Until recently, the Rosenberg, Texas pound was typical of many American shelters, killing roughly 70% of its animals. The leaders of the shelter did not see it as their responsibility to change this. Instead, staff blamed local residents for being “irresponsible” in failing to sterilize and make lifetime commitments to their pets.
Residents who opposed the killings lobbied for change. In response, the city hired a new director committed to the lifesaving programs and services collectively known as the no kill equation, which include foster care for orphaned puppies and kittens; medical treatment for sick, injured or traumatized animals; low-cost sterilization for the pets of the poor; and behavioral training to help people overcome some of the challenges that lead them to surrender their pets in the first place.
During her first year of implementing the no kill equation, Rosenberg achieved a 97% placement rate for dogs and 90% for cats, ending the killing of almost all healthy and treatable animals. That success has continued despite the pandemic. The shelter has stayed open as an essential service and, for the first time in its history, it found itself empty: having found a home or rescue group for every single animal.
In 2001, I became the director of the animal shelter in Tompkins County, New York and created the nation’s first no kill community. Hundreds of other communities have since embraced the no kill equation.
Millions of municipal shelters are now finding homes for upwards of 99% of animals, returning the term euthanasia to its dictionary definition: an act of mercy for “hopelessly sick or injured individuals.” These communities are large and small, urban and rural, red and blue, affluent and impoverished, homogenous and—like Rosenberg which is 75% Latino, Black, and Asian—diverse. The result has been a 90% drop in pound killings nationwide since the 1970s. Despite the fact that pet ownership has doubled, the number of dogs and cats killed has gone from roughly 16 million a year to less than one million. It’s been called “the single biggest success of the modern animal protection movement.”
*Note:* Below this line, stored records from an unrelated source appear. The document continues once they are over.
PR #2529, opened 2026-07-06
fix(photon-lib): do not crash constrained solvepnp when heading-free with empty buffer

JosephTLockwood:
## Description

Constrained solvePnP unconditionally unwrapped the heading-buffer sample (`Optional.get()` in Java, `std::optional::value()` in C++), so running heading-free with an empty heading buffer crashed (`NoSuchElementException` / `bad_optional_access`).

Both implementations now early-return only when a heading is actually required, and pass a safe placeholder otherwise — the solver's heading-free cost function never reads the provided heading. A regression test (`PhotonPoseEstimatorTest`) exercises the heading-free + empty-buffer path.

## Meta

Merge checklist:
- [x] Pull Request title is a short, imperative summary of proposed changes

### DIFF
--- a/photon-lib/src/main/java/org/photonvision/PhotonPoseEstimator.java
+++ b/photon-lib/src/main/java/org/photonvision/PhotonPoseEstimator.java
@@ -371,8 +371,6 @@ public class PhotonPoseEstimator {
         if (!headingFree && headingSampleOpt.isEmpty()) {
             return Optional.empty();
         }
-        // The solver's heading-free cost function never reads the provided heading, so any
-        // placeholder value works when the buffer is empty
         var headingSample = headingSampleOpt.orElse(Rotation2d.kZero);
         if (!headingFree) {
             // If heading fixed, force rotation component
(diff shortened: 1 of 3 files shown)


photon-lib/src/main/java/org/photonvision/PhotonPoseEstimator.java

America is a nation of animal lovers. We share our homes with 60 million cats and 80 million dogs. We talk to them, keep their pictures on our cellphones, celebrate their birthdays, travel with them, and greet them upon coming home even before saying hello to our spouses and kids. We include them in holiday festivities and take time off work to care for them when they are sick. And when it is time to say goodbye, we grieve.
Last year, Americans spent $99 billion on their animal companions. Spending on animals is growing 50% faster than the overall retail economy. In a national poll, 96% of Americans said that we have a moral duty to protect animals and should have strong laws to do so, while three out of four believe it should be illegal for shelters to kill animals who are not suffering. Despite those things that separate us, Americans from all walks of life want to build a better world for animals.
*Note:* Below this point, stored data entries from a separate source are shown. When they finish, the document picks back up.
PR #2530, opened 2026-07-06
fix(photon-core): correct swapped VID/PID on three Logitech quirk entries

JosephTLockwood:
## Description

Three Logitech/ARC entries in the camera quirk table were written product-ID-first, but `QuirkyCamera` matches on `(usbVid, usbPid)`. As a result the quirks never fired for the real hardware — the C270's `CompletelyBroken` flag and the C925-e's `AdjustableFocus` support were silently dead.

Corrected to VID-first (C270 `0x046D`/`0x0825`, C925-e `0x046D`/`0x085B`, generic ARC "Logitech HD Webcam" `0x05A3`/`0x9331`), with `QuirkyCameraTest` pinning each VID/PID pair and asserting the swapped order does not match.

## Meta

Merge checklist:
- [x] Pull Request title is a short, imperative summary of proposed changes


mcm001:
https://apple.stackexchange.com/questions/386751/logitech-webcam-hd-c270-not-properly-recognized-by-macos confirms that this is swapped, but I'd like someone with a C270 (or any of these other cameras) to confirm that on Linux cscore reports vid/pid correctly to verify that this bug exists in our code and not a flip in vendor code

Yet, in her recent book The Lives and Deaths of Shelter Animals, Katja Guenther claims that dogs are being killed because of “capitalism, anthroparchy, white supremacy and patriarchy.” She argues that allowing dogs to sleep inside is a privilege reserved for the white and wealthy and that policies against keeping dogs chained up in backyards are intended to oppress people of color by imposing “middle-class norms of animal keeping in which companion animals are considered family and treated accordingly,” which ignore the fact that people of color “are themselves trapped in poverty, may have few options for legitimate income generation and possibly rely on their dogs for … status.”
Unfortunately Guenther’s misguided book is gaining traction. Shelter director Kristen Hassen opines that Guenther “gets it right” in concluding that “racism, classism and the caste system are at the heart of the broken animal sheltering institution.” Arguing that laws to prevent mistreatment of dogs discriminate against “anyone in the US other than white, middle class and upper-class individuals,” Sloane Hawes, Tess Hupe and Kevin Morris of the University of Denver Institute for Human-Animal Connection cite the book in their proposal to relax enforcement of animal protection laws—a proposal that threatens to reverse decades of hard-won progress.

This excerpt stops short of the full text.